I had the privilege recently of attending the International Society for the Scholarship of Teaching and Learning (ISOTL) conference in Hamilton, ON (hosted by McMaster University), and I came away once again reinvigorated by one thing in particular – conversations!

The sessions I attended at the conference were great, including sessions on topics ranging from decoding the disciplines and curriculum development to the importance of scholarship exploring academic leadership and embedding experiences for undergraduate research and inquiry in courses.  From tremendous, thought-provoking plenary sessions to individual papers during concurrent sessions, I had the pleasure of hearing about tremendous new research exploring teaching and learning innovation from Sweden, Hungary, the UK, Ireland, the US, Australia, New Zealand and, of course, Canada, and I just scratched the surface on the close to 300 concurrent sessions, workshops, and posters included in the program from over 14 countries.
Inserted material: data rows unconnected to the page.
PR #154, opened 2020-09-23
added AgentHistory model and its Repo.

shabd67:
# Resolves

[SALUS-796](https://jira.rax.io/browse/SALUS-796)

# What

Added AgentHistory Model and its Repo


src/main/java/com/rackspace/salus/telemetry/repositories/AgentHistoryRepository.java
```diff
@@ -0,0 +1,30 @@
...
+import com.rackspace.salus.telemetry.entities.AgentHistory;
+import java.util.List;
+import java.util.UUID;
+import org.springframework.data.jpa.repository.Query;
+import org.springframework.data.repository.CrudRepository;
+
+public interface AgentHistoryRepository extends CrudRepository<AgentHistory, UUID> {
+
+  @Query("select a from AgentHistory a where a.envoyID = :envoyId "
+      + "and a.connectedClosedAt IS NULL ORDER BY a.connectedAt DESC")
```
itzg, line 28: You actually didn't need to declare the JPQL here since the [inferred query method lookup](https://docs.spring.io/spring-data/jpa/docs/2.3.4.RELEASE/reference/html/#jpa.sample-app.finders.strategies) will handle these types of conditionals. [This appendix](https://docs.spring.io/spring-data/jpa/docs/2.3.4.RELEASE/reference/html/#repository-query-keywords) further expands upon the phrasing detected by that. I think an "IsNull" would be needed, `findAllByEnvoyIdAAndConnectedClosedAtIsNull`

src/main/java/com/rackspace/salus/telemetry/entities/AgentHistory.java
```diff
@@ -0,0 +1,65 @@
...
+)
+public class AgentHistory {
+
+  @Id
+  @GeneratedValue
+  @org.hibernate.annotations.Type(type="uuid-char")
+  UUID id;
+
+  @Column(name ="connected_timestamp", nullable = false)
+  Instant connectedAt;
```
itzg, line 46: How about simply
```suggestion
  Instant connected;
```

src/main/java/com/rackspace/salus/telemetry/entities/AgentHistory.java
```diff
@@ -0,0 +1,65 @@
...
+
+  @Column(name ="connection_closed_timestamp")
+  Instant connectedClosedAt;
```
itzg, line 49: ...and
```suggestion
  Instant disconnected;
```

src/main/java/com/rackspace/salus/telemetry/entities/AgentHistory.java
```diff
@@ -0,0 +1,65 @@
...
+
+  @Column(name ="tenant_id", nullable = false)
+  String tenantID;
```
itzg, line 52: "ID" is always a weird one...we use strict camel case so these suffixes are always `Id`, such as [these](https://github.com/racker/salus-telemetry-model/blob/aa89a8eb4bb1f807e1becf783a8cf3115b22a87a/src/main/java/com/rackspace/salus/telemetry/entities/BoundMonitor.java#L118-L143)
```suggestion
  String tenantId;
```

src/main/java/com/rackspace/salus/telemetry/entities/AgentHistory.java
```diff
@@ -0,0 +1,65 @@
...
+
+  @Column(name ="resource_id",nullable = false)
+  String resourceID;
```
itzg, line 55:
```suggestion
  String resourceId;
```

src/main/java/com/rackspace/salus/telemetry/entities/AgentHistory.java
```diff
@@ -0,0 +1,65 @@
...
+
+  @Column(name ="envoy_id",nullable = false)
+  String envoyID;
```
itzg, line 58:
```suggestion
  String envoyId;
```

src/main/java/com/rackspace/salus/telemetry/entities/AgentHistory.java
```diff
@@ -0,0 +1,65 @@
...
+
+  @Column(name ="remote_ip",nullable = false)
+  String remoteIP;
```
itzg, line 61:
```suggestion
  String remoteIp;
```

src/main/java/com/rackspace/salus/telemetry/entities/AgentHistory.java
```diff
@@ -0,0 +1,65 @@
...
+
+  @Column(name ="zone_id")
+  String zoneID;
```
itzg, line 64:
```suggestion
  String zoneId;
```

itzg (changes requested):
Any entity changes need flyway migrations added in https://github.com/racker/salus-telemetry-model/tree/master/src/main/resources/db/migration/mysql . I especially wanted to confirm indexes to ensure efficient execution of the repository query.

For research/spike issues we usually write up a proposal in https://github.com/Rackspace-Segment-Support/salus-docs-internal/tree/master/proposals and go through a PR review of that. Your approach looks straight forward, so a proposal probably wasn't needed in this case; however, what are your thoughts about:

- automatic/ongoing pruning of AgentHistory data
- APIs to retrieve agent history. At least a public API is needed

src/main/resources/db/migration/common/V1_0__initial.sql
```diff
@@ -1,3 +1,21 @@
...
+    envoy_id              varchar(255)               not null,
+    remote_ip             varchar(255)               not null,
+    zone_id               varchar(255)               null
+)
+    engine = InnoDB;
+
+create index by_envoy
+    on agent_history (envoy_id);
+
+
```
itzg, line 18: You probably need to read up on Flyway. It's a big no-no to update an existing migration file:

https://flywaydb.org/documentation/migrations#versioned-migrations

Please put new schemas in a new file with an appropriate version identifier.

src/main/resources/db/migration/common/V1_0__initial.sql
```diff
@@ -1,3 +1,21 @@
...
+    tenant_id             varchar(255)               not null,
+    resource_id           varchar(255)               not null,
+    envoy_id              varchar(255)               not null,
+    remote_ip             varchar(255)               not null,
+    zone_id               varchar(255)               null
+)
+    engine = InnoDB;
+
+create index by_envoy
+    on agent_history (envoy_id);
```
itzg, line 16: I think you'll need `tenant_id` added as first column of index. Then it'll support query for all envoy connections by tenant and also by specific envoy.

itzg (changes requested):

src/main/resources/db/migration/common/V1_0__initial.sql
shabd67: will take care of both.

src/main/java/com/rackspace/salus/telemetry/entities/AgentHistory.java
```diff
@@ -0,0 +1,63 @@
...
+    }
+)
+public class AgentHistory {
+
+  @Id
+  @GeneratedValue
+  @org.hibernate.annotations.Type(type="uuid-char")
+  UUID id;
+
+  @Column(name ="connected_timestamp", nullable = false)
```
jjbuchan, line 43: With all of these I wonder if we need a `@NotNull` as well?  @itzg do you remember if there were problems with not including it?

jjbuchan (commented):
Looks good once Geoff's suggestions are included.

While creating this did you notice if there's any other interesting fields we could log from the agent connection?  I'm not sure if there would be anything, just curious.

src/main/resources/db/migration/common/V1_0__initial.sql
shabd67: should I add resourceId also to the columns of index as @jjbuchan recommended to have a public api to get agent connection history with a resourceId?

src/main/java/com/rackspace/salus/telemetry/entities/AgentHistory.java
itzg: It's a bit tedious, but both are actually useful. The `@NotNull` will flag it earlier (and perhaps by IntelliJ). The `nullable = false` will declare the schema itself in MySQL to disallow null values...however, `nullable` is probably ignored since we manage schema via flyway.

src/main/resources/db/migration/common/V1_0__initial.sql
itzg: Broadly, yes; however, it'll require two separate index declarations since the API request would drive queries by tenant+envoyId or tenant+resourceId.

src/main/resources/db/migration/common/V9_2_add_agent_history.sql
```diff
@@ -0,0 +1,16 @@
...
+    tenant_id             varchar(255)               not null,
+    resource_id           varchar(255)               not null,
+    envoy_id              varchar(255)               not null,
+    remote_ip             varchar(255)               not null,
+    zone_id               varchar(255)               null
+)
+    engine = InnoDB;
+
+create index byTenantOrEnvoyId
+    on agent_history (tenant_id, envoy_id);
```
itzg, line 16: Thinking more about [my comment on your proposal doc](https://github.com/Rackspace-Segment-Support/salus-docs-internal/pull/96#discussion_r494360334), I'm wondering if this should be a `create unique index` and your repository method can be simply:

```
Optional<AgentHistory> findByTenantIdAndEnvoyId(String tenantId, String envoyId);
```

src/main/resources/db/migration/common/V9_2_add_agent_history.sql
```diff
@@ -0,0 +1,16 @@
...
+    disconnected_timestamp  datetime                 null,
+    tenant_id             varchar(255)               not null,
+    resource_id           varchar(255)               not null,
+    envoy_id              varchar(255)               not null,
+    remote_ip             varchar(255)               not null,
+    zone_id               varchar(255)               null
+)
+    engine = InnoDB;
+
+create index byTenantOrEnvoyId
```
itzg, line 15: `byTenantOrEnvoyId` is a little misleading of a name. Compound indices require that if the 2nd, 3rd, etc columns are used in a query then all previous columns must be included. So the logical expression would be `by (tenant) or (tenant and envoy)`... but to keep it simple and use lower snakecase, I'd suggest:

```
by_tenant_envoy
```   

then the resourceId index would be named `by_tenant_resource_id`

src/main/java/com/rackspace/salus/telemetry/repositories/AgentHistoryRepository.java
```diff
@@ -0,0 +1,30 @@
...
+
+import com.rackspace.salus.telemetry.entities.AgentHistory;
+import java.util.List;
+import java.util.UUID;
+import org.springframework.data.domain.Page;
+import org.springframework.data.domain.Pageable;
+import org.springframework.data.repository.PagingAndSortingRepository;
+
+public interface AgentHistoryRepository extends PagingAndSortingRepository<AgentHistory, UUID> {
+  List<AgentHistory> findAllByEnvoyIdAndDisconnectedAtIsNull(String envoyId);
```
itzg, line 27: [This comment](https://github.com/racker/salus-telemetry-model/pull/154#discussion_r495121684) seems to have gotten lost in the index changes.

itzg (commented):
Looks like your flyway file disappeared in latest commit. BTW, it should be named with prefix `V10_0__` since it is not related to the `V9` files.

src/main/java/com/rackspace/salus/telemetry/repositories/AgentHistoryRepository.java
shabd67: `findAllByEnvoyIdAndDisconnectedAtIsNull ` is being used to fetch latest connection for given envoyId and dump it into DB with connectionClosedAt time. 
```
List<AgentHistory> agents = agentHistoryRepository.findAllByEnvoyIdAndDisconnectedAtIsNull(envoyId);
    if(!agents.isEmpty()) {
      AgentHistory agentHistory = agents.get(0);
      final Instant connectionClosedTime = Instant.now();
      agentHistory.setDisconnectedAt(connectionClosedTime);
      agentHistoryRepository.save(agentHistory);
    }
```

src/main/java/com/rackspace/salus/telemetry/repositories/AgentHistoryRepository.java
```diff
@@ -17,14 +17,11 @@
...
-import org.springframework.data.repository.PagingAndSortingRepository;
+import org.springframework.data.repository.CrudRepository;
 
-public interface AgentHistoryRepository extends PagingAndSortingRepository<AgentHistory, UUID> {
-  List<AgentHistory> findAllByEnvoyIdAndDisconnectedAtIsNull(String envoyId);
-  Page<AgentHistory> findByTenantIdAndEnvoyId(String tenantId, String envoyId, Pageable pageable);
-  Page<AgentHistory> findByTenantIdAndResourceId(String tenantId, String resourceId, Pageable pageable);
+public interface AgentHistoryRepository extends CrudRepository<AgentHistory, UUID> {
+  Optional<AgentHistory> findByTenantIdAndEnvoyId(String tenantId, String envoyId);
+  Optional<AgentHistory> findByTenantIdAndResourceIdAndDisconnectedAtIsNull(String tenantId, String resourceId);
```
itzg, line 26: This one still needs to be pageable since it is used via the API and in that case would retrieve any number of envoy connections associated with that resourceId.

Also, why is the "AndDisconnectedAtIsNull" clause now showing up here?

src/main/java/com/rackspace/salus/telemetry/repositories/AgentHistoryRepository.java
```diff
@@ -17,14 +17,11 @@
...
-import org.springframework.data.domain.Page;
-import org.springframework.data.domain.Pageable;
-import org.springframework.data.repository.PagingAndSortingRepository;
+import org.springframework.data.repository.CrudRepository;
 
-public interface AgentHistoryRepository extends PagingAndSortingRepository<AgentHistory, UUID> {
-  List<AgentHistory> findAllByEnvoyIdAndDisconnectedAtIsNull(String envoyId);
-  Page<AgentHistory> findByTenantIdAndEnvoyId(String tenantId, String envoyId, Pageable pageable);
-  Page<AgentHistory> findByTenantIdAndResourceId(String tenantId, String resourceId, Pageable pageable);
+public interface AgentHistoryRepository extends CrudRepository<AgentHistory, UUID> {
```
itzg, line 24: It seems like you also need a query method to address https://github.com/Rackspace-Segment-Support/salus-docs-internal/pull/96#discussion_r494361434

src/main/java/com/rackspace/salus/telemetry/repositories/AgentHistoryRepository.java
shabd67: @itzg , I got your point for "findByTenantIdAndResourceId", but for findByTenantIdAndEnvoyId, will it be Pageable as well? actually I am using same method to update recently closed envoy connection with disconnectedAt column.

src/main/java/com/rackspace/salus/telemetry/repositories/AgentHistoryRepository.java
shabd67: yes, I will be needing one for that.

src/main/java/com/rackspace/salus/telemetry/repositories/AgentHistoryRepository.java
shabd67: while at api side, findByTenantIdAndResourceId and findByTenantId will return a PagedContent while findByTenantIdAndEnvoyId will return an Optional.

itzg: I had started to comment over there, but for all three of the API query types you'll return `PagedContent` (populated from a `Page`). In the case of query by envoyId, use the `PageContent.ofSingleton` to unify that response regardless of single value or paged values.

src/main/java/com/rackspace/salus/telemetry/entities/AgentHistory.java
jjbuchan: @shabd67 annotating the non-null fields with `@NotNull` would be good to do.

jjbuchan (changes requested):

itzg (approved):
Looks good. Please wait on @jjbuchan 's re-review before merging.

jjbuchan (dismissed):

itzg (approved):

jjbuchan (approved):

PR #158, opened 2020-10-13
Remove h2 migrations

jjbuchan:
We no longer need `h2` migrations.  I've consolidated all the required migrations under `/mysql`.

## Why

To remove legacy things and make it less confusing.


itzg (approved):
Thanks. I had been wondering about doing that when I last added a migration and then forgot.

PR #161, opened 2020-10-15
Created new table to track jobs

rohitsngh27:
# Resolves
https://jira.rax.io/browse/SALUS-1051

# What
A new table is created to keep track of the jobs results.

# How
Created new table and repository.

### DIFF
--- a/src/main/java/com/rackspace/salus/telemetry/entities/Jobs.java
+++ b/src/main/java/com/rackspace/salus/telemetry/entities/Jobs.java
@@ -1,0 +1,67 @@
+/*
+ * Copyright 2020 Rackspace US, Inc.
+ *
+ * Licensed under the Apache License, Version 2.0 (the "License");
+ * you may not use this file except in compliance with the License.
+ * You may obtain a copy of the License at
+ *
+ *     http://www.apache.org/licenses/LICENSE-2.0
+ *
+ * Unless required by applicable law or agreed to in writing, software
+ * distributed under the License is distributed on an "AS IS" BASIS,
+ * WITHOUT WARRANTIES OR CONDITIONS OF ANY KIND, either express or implied.
+ * See the License for the specific language governing permissions and
+ * limitations under the License.
+ */
+
+package com.rackspace.salus.telemetry.entities;
+
+import com.rackspace.salus.telemetry.model.JobName;
+import com.rackspace.salus.telemetry.model.JobStatus;
+import java.io.Serializable;
+import java.time.Instant;
+import javax.persistence.Column;
+import javax.persistence.Entity;
+import javax.persistence.EnumType;
+import javax.persistence.Enumerated;
+import javax.persistence.Id;
+import javax.persistence.Table;
+import javax.validation.constraints.NotBlank;
+import lombok.Data;
+import org.hibernate.annotations.CreationTimestamp;
+import org.hibernate.annotations.Type;
+import org.hibernate.annotations.UpdateTimestamp;
+
+@Entity
+@Table
+@Data
+public class Jobs implements Serializable {
+
+  @Id
+  String id;
+
+  @Column(name = "tenant_id")
+  String tenantId;
+
+  @Column
+  @NotBlank
+  @Enumerated(EnumType.STRING)
+  JobName name;
+
+  @Column
+  @NotBlank
+  @Enumerated(EnumType.STRING)
+  JobStatus status;
+
+  @Column
+  @Type(type = "text")
+  String description;
+
+  @CreationTimestamp
+  @Column(name = "created_timestamp")
+  Instant createdTimestamp;
+
+  @UpdateTimestamp
+  @Column(name = "updated_timestamp")
+  Instant updatedTimestamp;
+}
--- a/src/main/java/com/rackspace/salus/telemetry/entities/Jobs.java
+++ b/src/main/java/com/rackspace/salus/telemetry/entities/Jobs.java
@@ -16,7 +16,6 @@
 
 package com.rackspace.salus.telemetry.entities;
 
-import com.rackspace.salus.telemetry.model.JobName;
 import com.rackspace.salus.telemetry.model.JobStatus;
 import java.io.Serializable;
 import java.time.Instant;
@@ -27,13 +26,14 @@ import javax.persistence.Enumerated;
 import javax.persistence.Id;
 import javax.persistence.Table;
 import javax.validation.constraints.NotBlank;
+import javax.validation.constraints.NotNull;
 import lombok.Data;
 import org.hibernate.annotations.CreationTimestamp;
 import org.hibernate.annotations.Type;
 import org.hibernate.annotations.UpdateTimestamp;
 
 @Entity
-@Table
+@Table(name = "jobs")
 @Data
 public class Jobs implements Serializable {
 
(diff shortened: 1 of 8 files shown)


src/main/java/com/rackspace/salus/telemetry/model/JobStatus.java
```diff
@@ -0,0 +1,21 @@
...
+ * distributed under the License is distributed on an "AS IS" BASIS,
+ * WITHOUT WARRANTIES OR CONDITIONS OF ANY KIND, either express or implied.
+ * See the License for the specific language governing permissions and
+ * limitations under the License.
+ */
+
+package com.rackspace.salus.telemetry.model;
+
+public enum JobStatus {
+  SUCCESS, FAILURE
```
jjbuchan, line 20: I'd expect an `IN_PROGRESS` as well.  Especially since this field is `@NotNull`.  Something should be inserted when the job starts.

src/main/java/com/rackspace/salus/telemetry/entities/Jobs.java
```diff
@@ -0,0 +1,66 @@
...
+
+  @Id
+  String id;
+
+  @Column(name = "tenant_id")
+  String tenantId;
+
+  @Column
+  @NotBlank
+  String name;
```
jjbuchan, line 48: I think this should either use the enum `JobName` or the `JobName` class should be removed and we just allow any string.

Slightly indifferent to what option is chosen.  I can see benefits to both.

jjbuchan (changes requested):

src/main/java/com/rackspace/salus/telemetry/entities/Jobs.java
rohitsngh27: I am using value of JobName enums to store in database that's why I made it as String here.

src/main/java/com/rackspace/salus/telemetry/entities/Jobs.java
```diff
@@ -0,0 +1,66 @@
...
+import javax.validation.constraints.NotNull;
+import lombok.Data;
+import org.hibernate.annotations.CreationTimestamp;
+import org.hibernate.annotations.Type;
+import org.hibernate.annotations.UpdateTimestamp;
+
+@Entity
+@Table(name = "jobs")
+@Data
+public class Jobs implements Serializable {
```
itzg, line 38: nit: we use singular class names, but plural table names
```suggestion
public class Job implements Serializable {
```

src/main/java/com/rackspace/salus/telemetry/entities/Jobs.java
itzg: > I am using value of JobName enums to store in database that's why I made it as String here.

If sticking with the enum, I prefer database fields to use `@Enumerated(EnumType.STRING)` like `status` rather than a label-type string.

src/main/java/com/rackspace/salus/telemetry/entities/Jobs.java
```diff
@@ -0,0 +1,66 @@
...
+  String name;
+
+  @Column
+  @NotNull
+  @Enumerated(EnumType.STRING)
+  JobStatus status;
+
+  @Column
+  @Type(type = "text")
+  String description;
```
itzg, line 57: Can you add javadoc to this one to remind us what is typical/expected to go in this field?

src/main/java/com/rackspace/salus/telemetry/model/JobName.java
```diff
@@ -0,0 +1,31 @@
...
+ * Unless required by applicable law or agreed to in writing, software
+ * distributed under the License is distributed on an "AS IS" BASIS,
+ * WITHOUT WARRANTIES OR CONDITIONS OF ANY KIND, either express or implied.
+ * See the License for the specific language governing permissions and
+ * limitations under the License.
+ */
+
+package com.rackspace.salus.telemetry.model;
+
+public enum JobName {
```
itzg, line 19: Seeing the enum, it seems like this should be called `JobType` and the field in `Job` be renamed to `type`. As `name` it seems like it should be more open-ended and arbitrary, which might be fine too.

src/main/java/com/rackspace/salus/telemetry/repositories/JobsRepository.java
```diff
@@ -0,0 +1,23 @@
...
+ * WITHOUT WARRANTIES OR CONDITIONS OF ANY KIND, either express or implied.
+ * See the License for the specific language governing permissions and
+ * limitations under the License.
+ */
+package com.rackspace.salus.telemetry.repositories;
+
+import com.rackspace.salus.telemetry.entities.Jobs;
+import org.springframework.data.repository.CrudRepository;
+
+public interface JobsRepository extends CrudRepository<Jobs, String> {
```
itzg, line 21:
```suggestion
public interface JobRepository extends CrudRepository<Jobs, String> {
```

itzg (changes requested):

src/main/java/com/rackspace/salus/telemetry/entities/Jobs.java
rohitsngh27: So I should remove the values from this enum. Right?

src/main/java/com/rackspace/salus/telemetry/model/JobName.java
itzg: You can keep them if you want for possible API response enrichment or logging

src/main/java/com/rackspace/salus/telemetry/model/JobType.java
```diff
@@ -0,0 +1,31 @@
...
+ * distributed under the License is distributed on an "AS IS" BASIS,
+ * WITHOUT WARRANTIES OR CONDITIONS OF ANY KIND, either express or implied.
+ * See the License for the specific language governing permissions and
+ * limitations under the License.
+ */
+
+package com.rackspace.salus.telemetry.model;
+
+public enum JobType {
+  DELETE_TENANT("Delete tenant");
```
jjbuchan, line 20:
```suggestion
  DELETE_TENANT("Delete Tenant");
```

I hesitated on being this picky last night, but the lowercase `t` is still bugging me a little :)

jjbuchan (dismissed):
An optional nit

itzg (approved):

src/main/java/com/rackspace/salus/telemetry/model/JobType.java
```diff
@@ -0,0 +1,31 @@
...
+ * distributed under the License is distributed on an "AS IS" BASIS,
+ * WITHOUT WARRANTIES OR CONDITIONS OF ANY KIND, either express or implied.
+ * See the License for the specific language governing permissions and
+ * limitations under the License.
+ */
+
+package com.rackspace.salus.telemetry.model;
+
+public enum JobType {
+  DELETE_TENANT("Delete Tenant");
```
jjbuchan, line 20: Per my comment in https://github.com/racker/salus-telemetry-monitor-management/pull/221/files

We might want to rename or add a job for `DELETE_TENANT_MONITORS`

rohitsngh27: Yes renaming it will make more sense

itzg (approved):

jjbuchan (approved):

PR #162, opened 2020-10-20
Remove kapacitorId, add partitionId, and create subtypes for event tasks

jjbuchan:
Update: this now includes the code from two other PRs that were branched off of this: https://github.com/racker/salus-telemetry-model/pull/163 & https://github.com/racker/salus-telemetry-model/pull/164

I've updated the PR title to reflect that, but not the description below.

---

# Related PRs

https://github.com/racker/salus-event-engine-management/pull/73

# What

1. Removed kapacitorId from event tasks
1. Removes the irrelevant index (these aren't used since we use migration files for that)
1. Renames the table to make it plural
1. Auto generate an id on save

# Why

Part of the process of switching from Kapacitor to Esper for the event engine.

# TODO

I'm going to create a chain of additional PRs to this one to fully build out the new model while trying to keep each individual one easy(ish) to reivew


itzg (dismissed):

jjbuchan:
@itzg do you happen to remember what your comment on this was?  I don't see anything.

itzg:
> @itzg do you happen to remember what your comment on this was? I don't see anything.

Hmm, I don't remember either if/what the comment was.

src/main/resources/db/migration/mysql/V11_1__add_state_index.sql
```diff
@@ -14,4 +14,4 @@
  * limitations under the License.
  */
 
- CREATE INDEX by_tenant_resource_monitor_task ON state_changes (tenant_id, resource_id, monitor_id, task_id);
\ No newline at end of file
+CREATE INDEX by_tenant_resource_monitor_task ON state_changes (tenant_id, resource_id, monitor_id, task_id);
```
itzg, line 17: I wonder if this whitespace change affects the flyway checksum?

itzg (approved):
...unless the checksum on modified file is an issue

src/main/resources/db/migration/mysql/V11_1__add_state_index.sql
jjbuchan: Locally it didn't.  I'll be sure it double check that again before merging.

jjbuchan:
@itzg your comment does remind me of something.  Prior to deploying all these new changes I propose we get ops to do a delete all on the tasks table in all environments.  The change in tables caused by adding the abstract class makes adding a java migration of existing objects difficult.  Since any existing tasks were probably created via basic testing it shouldn't matter if we wipe them all.

itzg:
> @itzg your comment does remind me of something. Prior to deploying all these new changes I propose we get ops to do a delete all on the tasks table in all environments. The change in tables caused by adding the abstract class makes adding a java migration of existing objects difficult. Since any existing tasks were probably created via basic testing it shouldn't matter if we wipe them all.

Yeah, that seems reasonable.

GeorgeJahad (dismissed):

jjbuchan:
Note: This was previously approved.  Merging the other PRs branched off of it (which were also approved) has cleared it.

Once the other event-mgmt PRs are approved i'll be testing this one last time locally to make sure all migrations act as expected.

itzg (approved):

src/main/resources/db/migration/mysql/V11_1__add_state_index.sql
jjbuchan: I'm too lazy to test again so just put it back.  I did find an old issue that states whitespace is a problem for flyway.

I'm not sure it would affect us either way since we don't have any state changes stored yet... but I'm going with laziness for now.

My ISSOTL conference experience was preceded by two and a half days dedicated to an invite-only collaborative writing group retreat where teams of 7-8 people were invited to collaborate together on an article related to different topics of importance in teaching and learning in higher education, as well as an all-day symposium on undergraduate research and inquiry hosted by the Council for Undergraduate Research.

As rewarding as all of these experiences were, the common element to all of them was engaging in rewarding and reinvigorating conversations about teaching and learning.  This lesson, which is usually reinforced when I have the privilege of traveling to conferences in Canada or abroad, is something very important for us to remember here at the U of S.  For those of us exploring innovations in teaching and learning through scholarship, the importance of dissemination is key to what makes that work have impact.  One often forgotten element of that dissemination, particularly when struggling to play the traditional research game – ie. finding a journal to publish an article or a conference to present at, is conversations with peers in our departments, disciplines, and institution.  In addition, conversation (resulting in engaged dialogue and community-building about teaching and learning innovation) is an absolutely critical characteristic of successful teaching departments, as reinforced by the research of Gibbs, Knapper and Piccinin (2009) exploring the common characteristics teaching departments within research-intensive universities.

This experience left me wondering a few things as I have returned to the U of S:  Where am I engaging in those deep and meaningful conversations about innovation in teaching and learning at the U of S?  Am I regularly sharing my excitement and enthusiasm for teaching and learning with colleagues across the institution?  How am I helping to foster conversations in the work that I do for my department (the GMCTE) and the institution?  I have some thoughts about how I would answer these questions, do you?

Gibbs, G., Knapper, C. and Piccinin, S. (2009).  Departmental Leadership of Teaching in Research-Intensive Environments. York, UK; Leadership Foundation for Higher Education.